> **Input data**:
------

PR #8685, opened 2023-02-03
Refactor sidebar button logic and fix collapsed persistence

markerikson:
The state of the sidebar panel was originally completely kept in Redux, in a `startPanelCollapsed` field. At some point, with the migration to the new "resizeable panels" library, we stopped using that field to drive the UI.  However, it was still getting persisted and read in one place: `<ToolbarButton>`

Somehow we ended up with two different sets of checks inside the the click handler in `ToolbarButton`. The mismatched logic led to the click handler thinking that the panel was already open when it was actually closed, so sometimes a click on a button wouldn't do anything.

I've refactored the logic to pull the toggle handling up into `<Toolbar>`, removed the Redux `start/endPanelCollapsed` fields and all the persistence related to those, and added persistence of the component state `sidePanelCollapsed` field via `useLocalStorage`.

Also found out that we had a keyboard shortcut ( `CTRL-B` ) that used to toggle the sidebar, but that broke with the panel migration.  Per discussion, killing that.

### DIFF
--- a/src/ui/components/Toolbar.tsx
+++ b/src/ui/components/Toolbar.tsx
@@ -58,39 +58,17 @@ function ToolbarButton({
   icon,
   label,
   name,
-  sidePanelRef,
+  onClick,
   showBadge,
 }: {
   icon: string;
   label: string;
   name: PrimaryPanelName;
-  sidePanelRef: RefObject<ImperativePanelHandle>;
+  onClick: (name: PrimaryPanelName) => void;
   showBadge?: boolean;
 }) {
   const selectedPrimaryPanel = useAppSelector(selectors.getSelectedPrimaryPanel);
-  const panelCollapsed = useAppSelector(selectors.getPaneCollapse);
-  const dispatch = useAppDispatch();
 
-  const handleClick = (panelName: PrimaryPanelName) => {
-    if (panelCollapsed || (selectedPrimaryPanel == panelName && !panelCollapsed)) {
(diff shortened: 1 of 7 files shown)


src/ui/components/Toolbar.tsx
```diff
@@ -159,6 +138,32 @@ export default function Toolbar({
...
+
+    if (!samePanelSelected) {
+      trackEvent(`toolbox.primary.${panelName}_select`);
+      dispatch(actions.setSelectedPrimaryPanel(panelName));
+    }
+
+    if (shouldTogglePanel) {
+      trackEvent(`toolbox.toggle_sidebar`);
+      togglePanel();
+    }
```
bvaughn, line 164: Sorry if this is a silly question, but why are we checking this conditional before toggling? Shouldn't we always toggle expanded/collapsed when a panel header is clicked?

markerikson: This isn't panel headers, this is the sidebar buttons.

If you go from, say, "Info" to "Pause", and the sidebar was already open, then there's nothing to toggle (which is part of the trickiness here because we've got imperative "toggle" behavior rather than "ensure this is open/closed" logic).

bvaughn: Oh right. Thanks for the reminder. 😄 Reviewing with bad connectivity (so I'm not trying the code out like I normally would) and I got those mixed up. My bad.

------

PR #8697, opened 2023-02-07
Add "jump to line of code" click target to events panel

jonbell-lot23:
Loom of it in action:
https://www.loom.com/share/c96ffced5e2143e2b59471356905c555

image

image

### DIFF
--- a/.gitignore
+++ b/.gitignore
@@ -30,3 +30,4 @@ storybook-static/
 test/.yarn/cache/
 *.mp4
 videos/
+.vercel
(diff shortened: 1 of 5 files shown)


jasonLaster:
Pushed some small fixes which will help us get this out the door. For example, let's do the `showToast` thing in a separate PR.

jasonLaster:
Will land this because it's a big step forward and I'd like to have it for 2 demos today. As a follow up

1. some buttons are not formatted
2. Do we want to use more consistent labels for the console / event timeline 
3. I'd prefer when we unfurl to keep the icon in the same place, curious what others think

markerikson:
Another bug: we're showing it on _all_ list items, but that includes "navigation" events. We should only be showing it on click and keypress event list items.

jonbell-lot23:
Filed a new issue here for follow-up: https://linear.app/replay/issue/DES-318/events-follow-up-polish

------

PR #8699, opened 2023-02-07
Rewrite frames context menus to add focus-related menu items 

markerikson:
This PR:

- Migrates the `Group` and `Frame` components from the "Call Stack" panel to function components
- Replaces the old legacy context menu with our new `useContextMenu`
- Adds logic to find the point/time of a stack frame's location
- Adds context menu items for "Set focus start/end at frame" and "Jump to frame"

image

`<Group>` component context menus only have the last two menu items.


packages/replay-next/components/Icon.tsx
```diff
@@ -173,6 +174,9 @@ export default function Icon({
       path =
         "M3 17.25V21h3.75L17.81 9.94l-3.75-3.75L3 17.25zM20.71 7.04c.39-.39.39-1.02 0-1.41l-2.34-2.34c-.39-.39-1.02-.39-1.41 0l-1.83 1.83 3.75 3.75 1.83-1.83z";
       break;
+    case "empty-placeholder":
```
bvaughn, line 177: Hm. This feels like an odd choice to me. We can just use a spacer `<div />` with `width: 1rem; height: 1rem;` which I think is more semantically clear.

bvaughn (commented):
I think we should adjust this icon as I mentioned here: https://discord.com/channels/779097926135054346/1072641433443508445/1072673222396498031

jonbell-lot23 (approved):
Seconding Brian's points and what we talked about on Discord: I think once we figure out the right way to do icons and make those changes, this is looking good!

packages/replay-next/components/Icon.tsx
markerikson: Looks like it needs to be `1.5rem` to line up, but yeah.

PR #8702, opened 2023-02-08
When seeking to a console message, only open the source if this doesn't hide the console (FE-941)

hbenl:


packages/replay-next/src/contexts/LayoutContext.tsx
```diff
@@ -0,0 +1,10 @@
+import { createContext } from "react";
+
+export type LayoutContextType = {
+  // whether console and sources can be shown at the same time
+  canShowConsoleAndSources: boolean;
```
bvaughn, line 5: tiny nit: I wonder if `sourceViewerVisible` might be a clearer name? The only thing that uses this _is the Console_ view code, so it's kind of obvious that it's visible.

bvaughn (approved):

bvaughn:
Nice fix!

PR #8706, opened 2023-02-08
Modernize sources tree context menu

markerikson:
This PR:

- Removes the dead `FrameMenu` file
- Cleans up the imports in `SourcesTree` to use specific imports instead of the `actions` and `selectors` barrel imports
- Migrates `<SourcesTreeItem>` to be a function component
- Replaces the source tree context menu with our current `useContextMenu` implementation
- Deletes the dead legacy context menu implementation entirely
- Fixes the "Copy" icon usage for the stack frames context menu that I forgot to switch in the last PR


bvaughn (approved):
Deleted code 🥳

------

> **Problem to solve**: Which of the lines above hold the string "dead"? Copy each one.

> **Exercise solution**:
- Removes the dead `FrameMenu` file
- Deletes the dead legacy context menu implementation entirely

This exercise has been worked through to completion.